[Collected data]
____________

PR #1983, opened 2022-01-05
fix: dismissing on keydown so Esc on native elements like selects works

dlockhart:
Native/OS elements like `<select>` and `<dialog>` dismiss when Escape is pressed on `keydown`. But because our dismiss code is listening for `keyup`, in these scenarios we execute a second dismiss action.

For example, a dialog or dropdown which has a `<select>` in it -- if the user opens the `<select>` and then presses Escape, the OS/browser will dismiss it and prevent default on that `keydown` event. But a `keyup` event still fires, which hits our dismissible code and closes the dialog or dropdown. Not what we want.

By listening to the `keydown` event instead, the `preventDefault` works and our code doesn't run in this scenario.

🎩 -tip to @jguann for raising this and @jorge-ramirez-arredondo for your help with the solution!

### DIFF
--- a/components/dialog/dialog-mixin.js
+++ b/components/dialog/dialog-mixin.js
@@ -282,9 +282,11 @@ export const DialogMixin = superclass => class extends RtlMixin(superclass) {
 	_handleKeyDown(e) {
 		if (!this.opened) return;
 		if (e.keyCode === 27) {
-			// escape (note: prevent native dialog close so we can: animate it; use setDismissible)
+			// escape (note: prevent native dialog close so we can: animate it;)
 			e.stopPropagation();
 			e.preventDefault();
+			if (!this.opened) return;
+			this._close(abortAction);
 		}
 	}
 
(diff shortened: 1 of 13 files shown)


components/dialog/dialog-mixin.js
```diff
@@ -282,9 +282,11 @@ export const DialogMixin = superclass => class extends RtlMixin(superclass) {
 	_handleKeyDown(e) {
 		if (!this.opened) return;
 		if (e.keyCode === 27) {
-			// escape (note: prevent native dialog close so we can: animate it; use setDismissible)
+			// escape (note: prevent native dialog close so we can: animate it;)
 			e.stopPropagation();
 			e.preventDefault();
+			if (!this.opened) return;
+			this._close(abortAction);
```
dlockhart, line 289: Now that the dismissible code is listening for `keydown` as well, it no longer gets called here -- so we need to run the code to close the dialog ourselves.

dbatiste: Do we just need to remove the `e.stopPropagation();` so that the dismissible event handler can run?  Otherwise we're setting up a dismissible callback and not ever using it.

dlockhart: 🤦  Yep that is indeed all we need! Much cleaner now.

dbatiste (approved):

____________

-- What you will do --
Search the data for "like". Copy every line that has it.

-- Exercise output --
fix: dismissing on keydown so Esc on native elements like selects works
Native/OS elements like `<select>` and `<dialog>` dismiss when Escape is pressed on `keydown`. But because our dismiss code is listening for `keyup`, in these scenarios we execute a second dismiss action.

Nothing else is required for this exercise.